The present invention relates to a data transfer device for exchanging data between a host device and a removable data storage item, wherein data are encrypted or decrypted by the data transfer device during data exchange.
Data backup is a valuable tool in safeguarding important data. Data are generally backed-up onto removable data storage items, such as tape cartridges or optical discs, such that the backup data may be stored at a different geographical location to the primary data.
By storing important data onto removable data storage items, security issues become a consideration. For example, a visitor to a site might easily pocket a tape cartridge storing large amounts of commercially sensitive data.
Many backup software packages provide the option of encrypting data prior to backup. A drawback with this approach, however, is that the same software package must be used in order to retrieve and decrypt the backup data. Accordingly, backup data cannot be recovered using other legitimate systems where the backup software is not provided. Additionally, software encryption increases the time required to backup data and consumes valuable computer resources.
The present invention provides a data transfer device for storing data to a removable data storage item, the data transfer device being operable to: receive data to be stored as one or more records; encrypt the records to create pseudo-records; format the pseudo-records; and store the formatted pseudo-records to the removable data storage item.
Preferably, formatting comprises partitioning the pseudo-records into one or more data blocks, each data block having the same predetermined size, and storing comprises storing the data blocks to the removable data storage item.
Advantageously, formatting comprises packing the pseudo-records together to form a data stream and partitioning the data stream into the data blocks.
Conveniently, formatting comprises compressing each pseudo-record prior to packing.
Preferably, the data transfer device compresses each pseudo-record using a no-compress compression scheme to insert a codeword as required by a particular format.
Advantageously, formatting comprises appending an end-of-record marker to each pseudo-record.
Conveniently, the pseudo-records are formatted using a data formatting scheme employed by conventional data transfer devices to format data received as one or more records for storing to a removable data storage item.
Preferably, the pseudo-records are formatted using a data formatting scheme selected from one of the generations of LTO or DDS/DAT formats.
Advantageously, the data transfer device is operable to compress the records prior to encryption.
Conveniently, the data transfer device is operable to encrypt the records using block encryption, and to encrypt each record using a different initialisation vector.
Preferably, each encryption block has a predetermined number of bits, and the data transfer device is operable to pad each record with redundant data such that each record is an integral number of the predetermined bits.
Advantageously, the data transfer device is switchable to a bypass mode in which records are not encrypted and the data transfer device is instead operable to: receive data to be stored as one or more records; format the records; and store the formatted records to the removable data storage item.
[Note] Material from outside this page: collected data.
PR #2814, opened 2022-11-12
Fix `markupHiddenUrls` destructs original CharSequence

kyori19:
It seems like URLs could be marked up repeatedly. See screenshot below.

# Steps to reproduce

1. Display a post with URL markup
2. Hide the post by scrolling up or down
3. Display the post again by scrolling
4. Repeat 2 and 3

# Cause of the bug

`SpannableBuilder.valueOf` does not create new instance when passed `CharSequence` is an instance of `SpannableBuilder`.
`markupHiddenUrls` is called every time `StatusBaseViewHolder.setupWithStatus` called, and updates status object.

# Screenshots

Example post from my misskey account: https://misskey.io/notes/97hkq07foc

before after


Tak (approved):
Nice find!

Conveniently, the data transfer device is a tape drive and the removable data storage item is a tape cartridge.
Another aspect of the invention provides a data transfer device for retrieving and outputting data from a removable data storage item, the data transfer device being operable to: retrieve data from the removable data storage item; format the data to create one or more pseudo-records, each pseudo-record comprising an encrypted record; decrypt a pseudo-record to create a record; and output the record.
Preferably, the data transfer device is operable to retrieve data from the removable data storage item as one or more data blocks, each data block having the same predetermined size and comprising one or more pseudo-records, and unformatting comprises extracting the pseudo-records from the data blocks.
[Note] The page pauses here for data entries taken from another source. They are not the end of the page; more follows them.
PR #2826, opened 2022-11-14
Add option for default reply privacy set to unlisted by default

### LINKED ISSUE #2798: Replies visible as public
### Steps  to reproduce:

Reply a publicly visible toot.

### What happens:

Visibility of the reply is set to "public"

### Expected result:

Visibility of the reply by default is set to "unlisted". User can change it.

* * * *
- Tusky Version: 19.0

evant:
Fixes #2798

### DIFF
--- a/app/src/main/java/com/keylesspalace/tusky/components/compose/ComposeViewModel.kt
+++ b/app/src/main/java/com/keylesspalace/tusky/components/compose/ComposeViewModel.kt
@@ -87,13 +87,18 @@ class ComposeViewModel @Inject constructor(
     val markMediaAsSensitive: MutableStateFlow<Boolean> =
         MutableStateFlow(accountManager.activeAccount?.defaultMediaSensitivity ?: false)
 
-    val statusVisibility: MutableStateFlow<Status.Visibility> = MutableStateFlow(Status.Visibility.UNKNOWN)
+    val statusVisibility: MutableStateFlow<Status.Visibility> =
+        MutableStateFlow(Status.Visibility.UNKNOWN)
     val showContentWarning: MutableStateFlow<Boolean> = MutableStateFlow(false)
     val poll: MutableStateFlow<NewPoll?> = MutableStateFlow(null)
     val scheduledAt: MutableStateFlow<String?> = MutableStateFlow(null)
 
     val media: MutableStateFlow<List<QueuedMedia>> = MutableStateFlow(emptyList())
-    val uploadError = MutableSharedFlow<Throwable>(replay = 0, extraBufferCapacity = 1, onBufferOverflow = BufferOverflow.DROP_OLDEST)
+    val uploadError = MutableSharedFlow<Throwable>(
+        replay = 0,
+        extraBufferCapacity = 1,
+        onBufferOverflow = BufferOverflow.DROP_OLDEST
+    )
 
     lateinit var composeKind: ComposeActivity.ComposeKind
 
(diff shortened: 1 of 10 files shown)


app/schemas/com.keylesspalace.tusky.db.AppDatabase/45.json
```diff
@@ -2,7 +2,7 @@
   "formatVersion": 1,
```
Tak, line 2: I guess these old .json should be removed?

app/src/main/java/com/keylesspalace/tusky/components/compose/ComposeViewModel.kt
```diff
@@ -416,15 +443,17 @@ class ComposeViewModel @Inject constructor(
             return
         }
 
-        val preferredVisibility = accountManager.activeAccount!!.defaultPostPrivacy
+        inReplyToId = composeOptions?.inReplyToId
+
+        val activeAccount = accountManager.activeAccount!!
+        val preferredVisibility =
+            if (inReplyToId != null) activeAccount.defaultReplyPrivacy else activeAccount.defaultPostPrivacy
```
Tak, line 450: I guess a multiline block is preferable here

Tak (commented):
Overall, this change looks reasonable to me, provided that this is a feature we want

app/src/main/java/com/keylesspalace/tusky/components/compose/ComposeViewModel.kt
```diff
@@ -89,13 +89,18 @@ class ComposeViewModel @Inject constructor(
     val markMediaAsSensitive: MutableStateFlow<Boolean> =
         MutableStateFlow(accountManager.activeAccount?.defaultMediaSensitivity ?: false)
 
-    val statusVisibility: MutableStateFlow<Status.Visibility> = MutableStateFlow(Status.Visibility.UNKNOWN)
+    val statusVisibility: MutableStateFlow<Status.Visibility> =
```
nikclayton, line 92: Many of the changes here appear to be formatting changes, not functionality changes. That makes it difficult to review the code that's actually making changes. @evant would you mind reverting the formatting changes on existing code, and leaving just the functional changes? Thanks.

app/src/main/java/com/keylesspalace/tusky/components/preference/AccountPreferencesFragment.kt
```diff
@@ -194,6 +194,28 @@ class AccountPreferencesFragment : PreferenceFragmentCompat(), Injectable {
...
 
+                val activeAccount = accountManager.activeAccount
+                if (activeAccount != null) {
+                    listPreference {
+                        setTitle(R.string.pref_default_reply_privacy)
+                        setEntries(R.array.post_privacy_names)
+                        setEntryValues(R.array.post_privacy_values)
+                        key = PrefKeys.DEFAULT_REPLY_PRIVACY
+                        setSummaryProvider { entry }
+                        val visibility = activeAccount.defaultReplyPrivacy
```
nikclayton, line 205: Something like this instead?

```suggestion
                        val visibility = accountManager.activeAccount?.defaultReplyPrivacy ?: accountManager.activeAccount?.defaultPostPrivacy ?: Status.Visibility.PUBLIC
```

That way you can remove the null check on line 198, and this will fallback through their default post privacy if this is not set, or public otherwise (consistent with how the other visibility preference is managed).

nikclayton: ?

evant: It sounded like we didn't want to implement this until it was implemented server-side so I haven't really been focusing on this pr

Conveniently, formatting comprises extracting a chunk of data from each data block, packing the chunks of data together to form a data stream and partitioning the data stream into the pseudo-records.
Advantageously, the data are formatted using a data formatting scheme employed by conventional data transfer devices to format data retrieved from a removable data storage item to output a record.
Preferably, the data are formatted using a data formatting scheme selected from LTO and DDS.
Conveniently, the data transfer device is operable to decompress the record prior to output.
Advantageously, the data transfer device is operable to decrypt the pseudo-record using block encryption and each pseudo-record comprises a different initialisation vector.
Preferably, the data transfer device is switchable to a bypass mode in which pseudo-records are not encrypted and the data transfer device is instead operable to: retrieve data from the removable data storage item; format the data to create one or more pseudo-records, each pseudo-record comprising an encrypted record; and output a pseudo-record.
Conveniently, the data transfer device is a tape drive and the removable data storage item is a tape cartridge.
A further aspect of the invention provides a data transfer device for storing data to a removable data storage item, the data transfer device comprising: means for receiving data to be stored, the data being received as one or more records; means for encrypting the records to create pseudo-records; means for formatting the pseudo-records; and means for storing the formatted pseudo-records to the removable data storage item.
Advantageously, the data transfer is suitable for retrieving and outputting data from the removable data storage item, and the data transfer device comprises: means for retrieving data from the removable data storage item; means for formatting the data to create one or more pseudo-records, each pseudo-record comprising an encrypted record; means for decrypting a pseudo-record to create a record; and means for output the record.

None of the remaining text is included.